For approach (2), I also have two versions (with another two variants), but the differences here are mostly minor.
Approach (2a)
@enum FileFormat begin
hdf5
binary
text
end
read_file_hdf5(path) = ...
read_file_binary(path) = ...
read_file_text(path) = ...
function read_file(path, format::FileFormat)
if format == hdf5
read_file_hdf5(path)
elseif format == binary
read_file_binary(path)
elseif format == text
read_file_text(path)
else error("Unreachable")
end
end
I found this question here on Discourse about dispatching on enum values, where the answers were either to use approach (1a) or (2a) (this one). What I don’t like about this is that I have to use function names to carry the file format information. It seems much cleaner to actually keep the file format argument as an argument, as in approach (1a). Further, this violates “DRY” (don’t repeat yourself) and there is potential for mistakes here, since you manually have to make sure to use the correct function name again in each branch (possible copy-paste errors).
Approach (2b)
read_file_hdf5(path) = ...
read_file_binary(path) = ...
read_file_text(path) = ...
function read_file(path, format::Symbol)
if format == :hdf5
read_file_hdf5(path)
elseif format == :binary
read_file_binary(path)
elseif format == :text
read_file_text(path)
else error("Unknown format")
end
end
This is really the same as (2a), just using Symbol
or String
values instead of defining a separate enum. More terse, but less rigorous since there are now invalid values of format
. On the other hand, I suppose I’m actually glossing over how the user input is converted into an enum value, so in some sense something equivalent to this has to be done somewhere in the program.
Approach (2a’)
@enum FileFormat begin
hdf5
binary
text
end
const read_file_map = (
hdf5 = path -> ...,
binary = path -> ...,
text = path -> ...,
)
read_file(path, format::FileFormat) = read_file_map[format](path)

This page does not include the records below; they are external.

PR #384, opened 2020-02-14
[BPK-3567]: Upgrade RN to 0.61.5

olliecurtis:

+ [x] `UNRELEASED.md`
+ [x] `README.md`
+ [x] Tests


packages/react-native-bpk-theming/src/BpkThemeProvider.js
```diff
@@ -22,6 +22,16 @@ import createWithTheme from './create-with-theme';
 
 const BpkThemeProvider = ThemeProvider;
 
+// TODO: Upgrade theming package and remove this: https://gojira.skyscanner.net/browse/BPK-3639
```
tiagoengel: I added this because this causes a lot of warnings making it really hard to see anything important. The same thing happens with `@skyscanner/react-native-transitiongroup` and `recyclerlistview` but those are only used in the carousel and not really a big issue. I have also added cards to upgrade those

olliecurtis: Should we be having a link to our internal tools here in the source?

.flowconfig
```diff
@@ -23,6 +23,9 @@ node_modules/warning/.*
 ; Flow doesn't support platforms
 .*/Libraries/Utilities/HMRLoadingView.js
 
+; Flow doesn't support platforms
+.*/Libraries/Utilities/LoadingView.js
```
olliecurtis: Ah that's how you get around react itself throwing errors!

packages/react-native-bpk-component-banner-alert/src/AnimateAndFade.js
```diff
@@ -101,7 +101,8 @@ class AnimateAndFade extends Component<Props> {
     this.measure(captureHeightAndAnimate);
   }
 
-  componentWillReceiveProps(nextProps: Props) {
+  // eslint-disable-next-line camelcase
+  UNSAFE_componentWillReceiveProps(nextProps: Props) {
```
olliecurtis: Should we be fixing this now rather than waiting for the point it is removed?

packages/react-native-bpk-component-banner-alert/src/__snapshots__/BpkBannerAlert-test.android.js.snap
```diff
@@ -317,7 +317,7 @@ exports[`Android BpkBannerAlert dark mode should render correctly with dismissab
             accessibilityRole="button"
             accessibilityStates={Array []}
             accessible={true}
-            clickable={true}
+            focusable={true}
```
olliecurtis: Is this change intentional?

packages/react-native-bpk-component-button/src/__snapshots__/BpkButton-test.android.js.snap
```diff
@@ -19,7 +19,7 @@ exports[`Android API levels Android API<21 should render without ripple 1`] = `
     accessibilityRole="button"
     accessibilityStates={Array []}
     accessible={true}
-    clickable={true}
+    focusable={true}
```
olliecurtis: Same as previous comment

packages/react-native-bpk-component-card/src/__snapshots__/BpkCard-test.android.js.snap
```diff
@@ -16,7 +16,7 @@ exports[`Android BpkCard dark mode should render correctly 1`] = `
     accessibilityLabel="Example Card"
     accessibilityRole="button"
     accessible={true}
-    clickable={true}
+    focusable={true}
```
olliecurtis: Same as previous comment

packages/react-native-bpk-component-horizontal-nav/src/BpkHorizontalNav.js
```diff
@@ -104,7 +104,8 @@ class BpkHorizontalNav extends React.Component<
     };
   }
 
-  componentWillReceiveProps(nextProps) {
+  // eslint-disable-next-line camelcase
+  UNSAFE_componentWillReceiveProps(nextProps) {
```
olliecurtis: Should we fix this now to use the correct methods?

packages/react-native-bpk-component-navigation-bar/src/isIphoneX.js
```diff
@@ -23,8 +23,12 @@ export default (() => {
   if (Platform.OS === 'android') {
     return false;
   }
+  const windowDimensions = DeviceInfo.getConstants().Dimensions.window;
+  if (!windowDimensions) {
```
olliecurtis: Could you clarify the logic and what is happening here?

packages/react-native-bpk-theming/src/BpkThemeProvider.js
```diff
@@ -22,6 +22,16 @@ import createWithTheme from './create-with-theme';
 
 const BpkThemeProvider = ThemeProvider;
 
+// TODO (BPK-3639): Upgrade theming package and remove this
+const cwm = ThemeProvider.prototype.componentWillMount;
```
olliecurtis: Could you clarify what this logic is doing here?

.flowconfig
tiagoengel: Yeah, in this case is flow's inability to understand platform imports, `.ios` and `.android`, so we need to ignore this file.

packages/react-native-bpk-component-banner-alert/src/AnimateAndFade.js
tiagoengel: We should fix deprecations as soon as possible, this will be an error in the next release so is better to update now while we still have time to catch any problems. Plus this causes a very big an annoying warning.

packages/react-native-bpk-component-banner-alert/src/__snapshots__/BpkBannerAlert-test.android.js.snap
tiagoengel: Yes, this is a change in how RN's `TouchableNativeFeedback` is rendered. It doesn't affect the actual usage of the component.

packages/react-native-bpk-component-button/src/__snapshots__/BpkButton-test.android.js.snap
tiagoengel: yes

packages/react-native-bpk-component-banner-alert/src/AnimateAndFade.js
olliecurtis: Can we/should we be doing this in this PR? Or do we have an action to do that later?

packages/react-native-bpk-component-navigation-bar/src/isIphoneX.js
tiagoengel: The interface for this has changed (https://github.com/facebook/react-native/pull/24878/files) and `window` is an `iOS` only property, and it can be null here because this file is not platform specific. So we first need to check if it is present before we use it. The end result should be the same as before

olliecurtis: Ok sounds great 😄

packages/react-native-bpk-theming/src/BpkThemeProvider.js
tiagoengel: I'm just renaming `componentWillMount` and `componentWillReceiveProps` to `UNSAFE_componentWillMount` and `UNSAFE_componentWillReceiveProps` to remove the deprecation warnings. Once we update the theming package we can remove this, but because we don't expose it directly to consumers we can do this little hack to remove the warning for now and avoid polluting the app with even more warnings.

olliecurtis: I am wondering if we should be hacking this instead of just moving to the correct replacements and fixes for this?

packages/react-native-bpk-component-horizontal-nav/src/BpkHorizontalNav.js
tiagoengel: We should fix this as soon as we can, but I don't think we should as part of this update because is more changes to introduce errors in an already big change. So I'd rather do the RN update first and then look at removing these methods.

olliecurtis: Ok sounds good - we should make an issue for this 😄

packages/react-native-bpk-theming/src/BpkThemeProvider.js
tiagoengel: The only thing we can do to remove this is upgrading the theming lib, and it's a breaking change, so I'd rather not do that with the RN upgrade.

packages/react-native-bpk-component-horizontal-nav/src/BpkHorizontalNav.js
tiagoengel: We have one in the backlog already to remove deprecated methods :)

This solves my main problems with (2a/b), but I still have to define read_file_map
as a separate global object which really only exists for the purposes of the read_file
function. At this point, I feel like I’m just re-implementing the equivalent of what Julia’s dispatch mechanism would automatically do for me in approach (1a) anyway!
Approach (2b’)
const read_file_map = (
hdf5 = path -> ...,
binary = path -> ...,
text = path -> ...,
)
read_file(path, format::Symbol) = read_file_map[format](path)
Again the same as (2a’), but just using Symbol
(like (2b)) instead of an enum (like (2a)).